The Ryan Cohen's plan to have GameStop challenge Amazon is not as far-fetched as it appears. I have Amazon Prime and have been a customer for over 20 years, but lately I find myself shopping more and more elsewhere online. Amazon's web site is disorganized, the search results are haphazard, the paid promoted search and ads make it messy. When I searched for Nintendo Switch a few months ago, unlike GameStop, I had to sift through Amazon's search results and came away frustrated.

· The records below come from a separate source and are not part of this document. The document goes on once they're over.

PR #1173, opened 2016-05-11
Update animations.lua

jackson-c:
Change to velocity squared for optimization

### DIFF
--- a/garrysmod/gamemodes/base/gamemode/animations.lua
+++ b/garrysmod/gamemodes/base/gamemode/animations.lua
@@ -14,7 +14,7 @@ function GM:HandlePlayerJumping( ply, velocity )
 
 			ply.m_fGroundTime = CurTime()
 			
-		elseif ( CurTime() - ply.m_fGroundTime ) > 0 && velocity:Length2D() < 0.5 then
+		elseif ( CurTime() - ply.m_fGroundTime ) > 0 && velocity:Length2DSqr() < 0.25 then
 
 			ply.m_bJumping = true
 			ply.m_bFirstJumpFrame = false
@@ -54,7 +54,7 @@ function GM:HandlePlayerDucking( ply, velocity )
 
 	if ( !ply:Crouching() ) then return false end
 
-	if ( velocity:Length2D() > 0.5 ) then
+	if ( velocity:Length2DSqr() > 0.25 ) then
 		ply.CalcIdeal = ACT_MP_CROUCHWALK
 	else
 		ply.CalcIdeal = ACT_MP_CROUCH_IDLE
@@ -93,7 +93,7 @@ end
 
 function GM:HandlePlayerVaulting( ply, velocity )
 
-	if ( velocity:Length() < 1000 ) then return end
+	if ( velocity:LengthSqr() < 1000000 ) then return end
 	if ( ply:IsOnGround() ) then return end
 
 	ply.CalcIdeal = ACT_MP_SWIM
@@ -184,11 +184,11 @@ end
 -----------------------------------------------------------]]
 function GM:UpdateAnimation( ply, velocity, maxseqgroundspeed )
 
-	local len = velocity:Length()
+	local lensqr = velocity:LengthSqr()
 	local movement = 1.0
 
-	if ( len > 0.2 ) then
-		movement = ( len / maxseqgroundspeed )
+	if ( lensqr > 0.04 ) then
+		movement = ( math.sqrt(lensqr) / maxseqgroundspeed )
 	end
 
 	local rate = math.min( movement, 2 )
@@ -196,7 +196,7 @@ function GM:UpdateAnimation( ply, velocity, maxseqgroundspeed )
 	-- if we're under water we want to constantly be swimming..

On top of that, there are concerns of counterfeit products, fake reviews and unreliable 3rd party sellers. So, for example, I go to RockAuto.com for auto parts, even though I have to pay shipping the way I wouldn't have to with Amazon. Ditto Home Depot for some of recent furniture purchases and manufacturer web sites for replacement parts. I buy power toothbrush heads at Costco.com due to concerns that Amazon might have been selling some fakes, as some reviews indicated.

GameStop can be a successful competitor to Amazon in a specific vertical. They have excellent search, intuitive web site designed specifically for gamers, with the specific set of products in mind. Ditto the mobile app. And they already are #1 in volume for many of the products they sell; in particular they mentioned Nintendo Switch on one of the calls. They are already out-competing Amazon in video gaming and Ryan Cohen wants to broaden that dominance to other areas.

Bottom Line

GameStop is in a unique position of serving both its customers and its vendors while benefiting everyone involved. It managed to solve the issue of vendors wanting to go digital by obtaining a fair share of value it provides to vendors and customers alike. From the simple perspective of TAM, LTV and CAC the digital revenue sharing makes sense for everyone involved. GameStop will not only receive a share of digital revenue; they will also likely get a disproportionate share of the consoles. The future looks bright for GameStop.